- _Instructions for the task_
The answer must consist of every line below that contains the word "historic".

• • • •

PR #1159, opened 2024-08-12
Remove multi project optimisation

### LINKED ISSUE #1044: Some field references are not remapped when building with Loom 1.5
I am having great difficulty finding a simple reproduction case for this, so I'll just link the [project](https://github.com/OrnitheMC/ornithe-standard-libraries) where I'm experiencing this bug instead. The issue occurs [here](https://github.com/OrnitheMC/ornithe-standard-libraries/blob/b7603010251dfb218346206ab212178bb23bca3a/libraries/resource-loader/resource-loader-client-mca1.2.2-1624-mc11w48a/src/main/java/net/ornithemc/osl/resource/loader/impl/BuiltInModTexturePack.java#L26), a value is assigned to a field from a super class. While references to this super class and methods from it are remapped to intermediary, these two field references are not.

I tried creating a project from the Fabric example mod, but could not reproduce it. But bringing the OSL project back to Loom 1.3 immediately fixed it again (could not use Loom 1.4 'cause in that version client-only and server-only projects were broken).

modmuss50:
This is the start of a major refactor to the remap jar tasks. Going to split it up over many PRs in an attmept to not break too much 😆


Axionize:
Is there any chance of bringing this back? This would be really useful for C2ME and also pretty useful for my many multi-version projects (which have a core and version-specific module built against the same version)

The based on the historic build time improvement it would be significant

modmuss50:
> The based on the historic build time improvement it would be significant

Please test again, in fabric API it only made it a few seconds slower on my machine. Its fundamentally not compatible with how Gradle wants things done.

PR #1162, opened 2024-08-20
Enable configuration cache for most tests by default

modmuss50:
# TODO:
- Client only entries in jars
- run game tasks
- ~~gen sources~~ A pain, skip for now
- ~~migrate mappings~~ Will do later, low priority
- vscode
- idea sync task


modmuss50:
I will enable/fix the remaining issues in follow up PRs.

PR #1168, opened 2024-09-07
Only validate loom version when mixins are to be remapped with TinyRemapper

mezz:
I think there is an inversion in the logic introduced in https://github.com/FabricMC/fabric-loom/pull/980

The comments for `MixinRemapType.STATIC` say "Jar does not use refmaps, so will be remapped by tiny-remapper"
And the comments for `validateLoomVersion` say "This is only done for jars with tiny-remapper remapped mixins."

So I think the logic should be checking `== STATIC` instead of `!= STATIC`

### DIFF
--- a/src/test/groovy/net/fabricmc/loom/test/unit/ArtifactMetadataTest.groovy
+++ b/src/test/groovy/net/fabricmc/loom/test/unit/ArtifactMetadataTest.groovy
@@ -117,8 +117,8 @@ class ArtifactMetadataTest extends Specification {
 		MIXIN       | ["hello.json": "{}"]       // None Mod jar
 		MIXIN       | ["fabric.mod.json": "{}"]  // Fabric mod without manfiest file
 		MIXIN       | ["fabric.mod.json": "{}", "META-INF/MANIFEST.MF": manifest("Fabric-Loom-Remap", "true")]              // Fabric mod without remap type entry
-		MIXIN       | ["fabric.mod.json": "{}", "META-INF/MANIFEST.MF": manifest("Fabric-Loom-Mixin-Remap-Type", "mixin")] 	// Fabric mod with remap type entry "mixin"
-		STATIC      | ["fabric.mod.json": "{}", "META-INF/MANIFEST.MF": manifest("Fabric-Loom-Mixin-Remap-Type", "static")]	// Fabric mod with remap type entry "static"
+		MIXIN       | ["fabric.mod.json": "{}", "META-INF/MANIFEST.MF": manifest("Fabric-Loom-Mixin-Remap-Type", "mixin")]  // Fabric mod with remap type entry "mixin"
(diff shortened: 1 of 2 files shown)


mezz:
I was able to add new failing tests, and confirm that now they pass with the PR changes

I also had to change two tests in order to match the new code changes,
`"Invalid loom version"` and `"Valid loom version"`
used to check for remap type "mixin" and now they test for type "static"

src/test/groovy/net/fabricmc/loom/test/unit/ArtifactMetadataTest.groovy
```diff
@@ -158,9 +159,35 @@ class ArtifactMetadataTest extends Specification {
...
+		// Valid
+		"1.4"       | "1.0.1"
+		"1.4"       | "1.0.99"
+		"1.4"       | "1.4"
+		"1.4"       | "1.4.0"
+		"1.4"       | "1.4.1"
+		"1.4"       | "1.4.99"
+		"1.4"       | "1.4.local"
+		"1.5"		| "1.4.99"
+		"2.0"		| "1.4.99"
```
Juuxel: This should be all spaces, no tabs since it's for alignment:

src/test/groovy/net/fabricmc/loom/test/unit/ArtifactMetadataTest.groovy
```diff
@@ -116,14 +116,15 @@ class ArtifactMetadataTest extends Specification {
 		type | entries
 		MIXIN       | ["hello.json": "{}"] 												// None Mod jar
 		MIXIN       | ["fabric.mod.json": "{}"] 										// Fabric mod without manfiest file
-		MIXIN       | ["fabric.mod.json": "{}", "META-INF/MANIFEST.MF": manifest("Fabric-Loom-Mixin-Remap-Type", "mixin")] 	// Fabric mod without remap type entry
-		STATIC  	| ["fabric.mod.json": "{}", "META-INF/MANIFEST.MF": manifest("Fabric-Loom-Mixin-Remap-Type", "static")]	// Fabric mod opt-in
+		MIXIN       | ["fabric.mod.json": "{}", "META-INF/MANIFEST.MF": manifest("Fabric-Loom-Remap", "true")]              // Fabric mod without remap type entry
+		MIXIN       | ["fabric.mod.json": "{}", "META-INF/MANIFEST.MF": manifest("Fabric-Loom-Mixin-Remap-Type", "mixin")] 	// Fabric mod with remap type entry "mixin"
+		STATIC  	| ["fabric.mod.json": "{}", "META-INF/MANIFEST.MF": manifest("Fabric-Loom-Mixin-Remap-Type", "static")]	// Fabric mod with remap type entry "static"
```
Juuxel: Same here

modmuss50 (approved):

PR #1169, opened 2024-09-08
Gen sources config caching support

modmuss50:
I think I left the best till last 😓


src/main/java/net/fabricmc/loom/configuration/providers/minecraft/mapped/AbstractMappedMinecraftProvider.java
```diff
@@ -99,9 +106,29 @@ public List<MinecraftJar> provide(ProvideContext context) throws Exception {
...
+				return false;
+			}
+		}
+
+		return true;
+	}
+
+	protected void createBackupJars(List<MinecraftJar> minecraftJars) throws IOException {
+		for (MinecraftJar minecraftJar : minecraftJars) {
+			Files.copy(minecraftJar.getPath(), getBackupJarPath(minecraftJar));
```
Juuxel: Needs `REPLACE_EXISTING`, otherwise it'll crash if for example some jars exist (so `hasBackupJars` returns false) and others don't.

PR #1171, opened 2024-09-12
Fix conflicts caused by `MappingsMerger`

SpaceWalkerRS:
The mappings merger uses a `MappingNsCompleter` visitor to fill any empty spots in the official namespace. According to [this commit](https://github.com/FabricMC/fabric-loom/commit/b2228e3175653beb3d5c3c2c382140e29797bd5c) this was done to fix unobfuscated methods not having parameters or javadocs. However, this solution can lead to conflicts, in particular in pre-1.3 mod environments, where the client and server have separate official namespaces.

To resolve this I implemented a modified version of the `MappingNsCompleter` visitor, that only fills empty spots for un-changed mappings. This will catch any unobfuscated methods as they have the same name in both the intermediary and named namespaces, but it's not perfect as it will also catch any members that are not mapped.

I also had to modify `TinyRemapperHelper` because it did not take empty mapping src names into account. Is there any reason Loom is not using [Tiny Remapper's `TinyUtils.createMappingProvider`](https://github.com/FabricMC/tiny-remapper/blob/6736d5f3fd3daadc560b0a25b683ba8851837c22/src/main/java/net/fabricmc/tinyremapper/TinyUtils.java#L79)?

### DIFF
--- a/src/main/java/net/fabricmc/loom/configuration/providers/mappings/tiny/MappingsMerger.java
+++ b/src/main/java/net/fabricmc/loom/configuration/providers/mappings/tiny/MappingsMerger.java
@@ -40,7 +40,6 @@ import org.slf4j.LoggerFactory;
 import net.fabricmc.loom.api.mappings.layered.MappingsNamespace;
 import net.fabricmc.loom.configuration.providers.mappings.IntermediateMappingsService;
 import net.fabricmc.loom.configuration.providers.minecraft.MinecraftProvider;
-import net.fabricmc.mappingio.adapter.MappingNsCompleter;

• • • •

- _Response box_
The based on the historic build time improvement it would be significant
> The based on the historic build time improvement it would be significant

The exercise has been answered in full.